(Stored entries)
_ _ _ _ _ _ _

PR #13626, opened 2024-03-27
Reword some configuration properties

gnodet:
I used LLM to reword some properties, but a review from a native english speaker would be welcomed.


core/camel-api/src/main/java/org/apache/camel/spi/StreamCachingStrategy.java
```diff
@@ -117,38 +117,44 @@ interface SpoolRule {
     boolean isEnabled();
 
     /**
-     * To filter stream caching of a given set of allowed/denied classes. By default, all classes that are
-     * {@link java.io.InputStream} is allowed.
+     * To filter stream caching of a given set of allowed/denied classes. Classes inheriting from any of the specified
+     * classes will be cached.
+     * By default, all classes that inherit from {@link java.io.InputStream} are allowed.
```
apupier, line 122: it is not only rewording, it is adding more information on which class are cached. Given that you mention that it is a "reword", is it expected?

core/camel-main/src/generated/resources/META-INF/camel-main-configuration-metadata.json
```diff
@@ -19,123 +19,123 @@
...
+    { "name": "camel.main.autoStartup", "description": "Specifies if the object should start automatically when Camel is initiated. It is important to note that only routes can be disabled at the moment, as CamelContexts are always started. If auto startup is set to false on CamelContext, it will take precedence and no routes will be started. In this case, CamelContext must be started explicitly using the org.apache.camel.CamelContext.start() method, followed by manual starting of routes using CamelContext.getRouteController().startRoute(String) . By default, the object will start up automatically.", "sourceType": "org.apache.camel.main.DefaultConfigurationProperties", "type": "boolean", "javaType": "boolean", "defaultValue": true },
```
apupier, line 28: `By default, the object will start up automatically.`

What is the object?

core/camel-main/src/generated/resources/META-INF/camel-main-configuration-metadata.json
```diff
@@ -19,123 +19,123 @@
...
-    { "name": "camel.main.compileWorkDir", "description": "Work directory for compiler. Can be used to write compiled classes or other resources.", "sourceType": "org.apache.camel.main.DefaultConfigurationProperties", "type": "string", "javaType": "java.lang.String" },
+    { "name": "camel.main.beanIntrospectionLoggingLevel", "description": "Configures the logging level for bean introspection, logging its usage activity. The default logging level is {link LoggingLevel#TRACE TRACE} .", "sourceType": "org.apache.camel.main.DefaultConfigurationProperties", "type": "object", "javaType": "org.apache.camel.LoggingLevel", "enum": [ "ERROR", "WARN", "INFO", "DEBUG", "TRACE", "OFF" ] },
```
apupier, line 33: the introduced link is not specifying the full classname, i do not understand how ti can work

core/camel-main/src/generated/resources/META-INF/camel-main-configuration-metadata.json
```diff
@@ -19,123 +19,123 @@
...
+    { "name": "camel.main.jmxEnabled", "description": "Enables JMX in your Camel application.", "sourceType": "org.apache.camel.main.DefaultConfigurationProperties", "type": "boolean", "javaType": "boolean", "defaultValue": true },
+    { "name": "camel.main.jmxManagementMBeansLevel", "description": "Sets the mbeans registration level. The default value is ManagementMBeansLevel#Default .", "sourceType": "org.apache.camel.main.DefaultConfigurationProperties", "type": "object", "javaType": "org.apache.camel.ManagementMBeansLevel", "defaultValue": "Default" },
```
apupier, line 69: `ManagementMBeansLevel#Default `

I think the full name should be provided or none

core/camel-main/src/generated/resources/META-INF/camel-main-configuration-metadata.json
```diff
@@ -19,123 +19,123 @@
...
     { "name": "camel.main.messageHistory", "description": "Sets whether message history is enabled or not. Default is false.", "sourceType": "org.apache.camel.main.DefaultConfigurationProperties", "type": "boolean", "javaType": "boolean", "defaultValue": "false" },
-    { "name": "camel.main.modeline", "description": "Whether camel-k style modeline is also enabled when not using camel-k. Enabling this allows to use a camel-k like experience by being able to configure various settings using modeline directly in your route source code.", "sourceType": "org.apache.camel.main.DefaultConfigurationProperties", "type": "boolean", "javaType": "boolean", "defaultValue": "false" },
+    { "name": "camel.main.modeline", "description": "Specifies whether camel-k style modeling is also enabled when not using camel-k. Enabling this allows you to use a camel-k like experience by being able to configure various settings using modeline directly in your route's source code.", "sourceType": "org.apache.camel.main.DefaultConfigurationProperties", "type": "boolean", "javaType": "boolean", "defaultValue": "false" },
```
apupier, line 84: this is wrong, modeline is a specific terminology

apupier (changes requested):
I reviewed only few files and it introduces several errors. I think it is better to not do a bulk change. it is better to have correct information with medium english than wrong one with good english.

orpiske (approved):
Nice one!

orpiske (commented):
On a second thought, I think @apupier is right on a few points. I think it would be better to go for a smaller set of changes as there are, indeed, some errors. 

That said, some of the changes I saw, do make the documentation clearer ... so I think the approach is interesting.

orpiske:
@gnodet on a side note: what are you using for these changes? In the previous doc work (for components and EIPs) I have used Grazie Pro plugin for IntelliJ and it is very competent at finding typos and grammar issues.

PR #13686, opened 2024-04-03
CAMEL-20639: Support Kafka topic references in Pipes

christophd:
# Description

CAMEL-20639

- Enhance Camel JBang bind command to support Kafka topic resources
- Add Strimzi Kafka topic endpoint binding provider

# Target

# Tracking

### DIFF
--- a/dsl/camel-yaml-dsl/camel-yaml-dsl/src/main/java/org/apache/camel/dsl/yaml/YamlRoutesBuilderLoader.java
+++ b/dsl/camel-yaml-dsl/camel-yaml-dsl/src/main/java/org/apache/camel/dsl/yaml/YamlRoutesBuilderLoader.java
@@ -112,7 +112,7 @@ public class YamlRoutesBuilderLoader extends YamlRoutesBuilderLoaderSupport {
     @Deprecated
     private static final String BINDING_VERSION = "camel.apache.org/v1alpha1";
     private static final String PIPE_VERSION = "camel.apache.org/v1";
-    private static final String STRIMZI_VERSION = "kafka.strimzi.io/v1";
+    private static final String STRIMZI_VERSION = "kafka.strimzi.io/v1beta2";
     private static final String KNATIVE_MESSAGING_VERSION = "messaging.knative.dev/v1";
     private static final String KNATIVE_EVENTING_VERSION = "eventing.knative.dev/v1";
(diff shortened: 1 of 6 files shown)


dsl/camel-yaml-dsl/camel-yaml-dsl/src/main/java/org/apache/camel/dsl/yaml/YamlRoutesBuilderLoader.java
```diff
@@ -112,7 +112,7 @@ public class YamlRoutesBuilderLoader extends YamlRoutesBuilderLoaderSupport {
     @Deprecated
     private static final String BINDING_VERSION = "camel.apache.org/v1alpha1";
     private static final String PIPE_VERSION = "camel.apache.org/v1";
-    private static final String STRIMZI_VERSION = "kafka.strimzi.io/v1";
+    private static final String STRIMZI_VERSION = "kafka.strimzi.io/v1beta2";
```
davsclaus, line 115: Must it be exactly v1beta2, what happens when there is a v1beta3 and when it goes v1 GA.
I wonder if we need to be exact or can be more open, and just match on startsWith /v1beta2 /v1beta3 /v1 or whatever

davsclaus (approved):

dsl/camel-yaml-dsl/camel-yaml-dsl/src/main/java/org/apache/camel/dsl/yaml/YamlRoutesBuilderLoader.java
christophd: In theory Strimzi team could rename/delete the custom resource from KafkaTopic to something different in v1 but that is not very likely to happen. So the idea to match just `kafka.strimzi.io` sounds good to me (I will work on it on a separate PR).

I think for the bind command where the Pipe is created by Camel we still need to stick to a specific version that is used by default. Users can always bind to a fully custom object reference providing the full resource identifier such as `kafka.strimzi.io/v1:KafkaTopic:my-topic`.

davsclaus: ok

oscerd (approved):

PR #13690, opened 2024-04-03
CAMEL-20643: Add option to propagate Opentelemetry Context even when t…

johnpoth:
…racing is disabled for a Camel Processor

https://issues.apache.org/jira/browse/CAMEL-20643

Adds `propagateContext` option to `OpenTelemetryTracingStrategy` that propagates the Opentelemetry Context even when the Processor is excluded. This is useful when custom Spans are created with @WithSpan for fine grained tracing. It is turned off by default for backward compatibility.

Thanks !

# Description

# Target

# Tracking

### DIFF
--- a/components/camel-opentelemetry/src/main/java/org/apache/camel/opentelemetry/OpenTelemetryTracingStrategy.java
+++ b/components/camel-opentelemetry/src/main/java/org/apache/camel/opentelemetry/OpenTelemetryTracingStrategy.java
@@ -36,6 +36,8 @@ public class OpenTelemetryTracingStrategy implements InterceptStrategy {
 
     private final OpenTelemetryTracer tracer;
 
+    private boolean propagateContext;
+
     public OpenTelemetryTracingStrategy(OpenTelemetryTracer tracer) {
         this.tracer = tracer;
     }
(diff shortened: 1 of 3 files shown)


components/camel-opentelemetry/src/main/java/org/apache/camel/opentelemetry/OpenTelemetryTracingStrategy.java
```diff
@@ -36,6 +36,8 @@ public class OpenTelemetryTracingStrategy implements InterceptStrategy {
 
     private final OpenTelemetryTracer tracer;
 
+    private boolean propagateContext = false;
```
oscerd, line 39: This is false by default.

johnpoth:
Thanks @oscerd  for reviewing! I changed the default to `true`. In that case we might want to consider this as a bug ? I'm not sure why someone wouldn't want the OpenTelemetry Context propagated ... WDYT ? Thanks !

oscerd:
What I meant it's just that set that to false is not needed. It could be false by default, but a primitive boolean is false when you declare the variable

johnpoth:
:-) I see ! Updated, should be good, thanks !

oscerd (approved):

johnpoth:
Thanks !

_ _ _ _ _ _ _

→ **Task description**:
What is needed is an exact copy of the entries above, from the first line through the line holding "apupier, line 122: it", with both of those lines kept; please give nothing else.

→ **Written response**:
PR #13626, opened 2024-03-27
Reword some configuration properties

gnodet:
I used LLM to reword some properties, but a review from a native english speaker would be welcomed.


core/camel-api/src/main/java/org/apache/camel/spi/StreamCachingStrategy.java
```diff
@@ -117,38 +117,44 @@ interface SpoolRule {
     boolean isEnabled();
 
     /**
-     * To filter stream caching of a given set of allowed/denied classes. By default, all classes that are
-     * {@link java.io.InputStream} is allowed.
+     * To filter stream caching of a given set of allowed/denied classes. Classes inheriting from any of the specified
+     * classes will be cached.
+     * By default, all classes that inherit from {@link java.io.InputStream} are allowed.
```
apupier, line 122: it is not only rewording, it is adding more information on which class are cached. Given that you mention that it is a "reword", is it expected?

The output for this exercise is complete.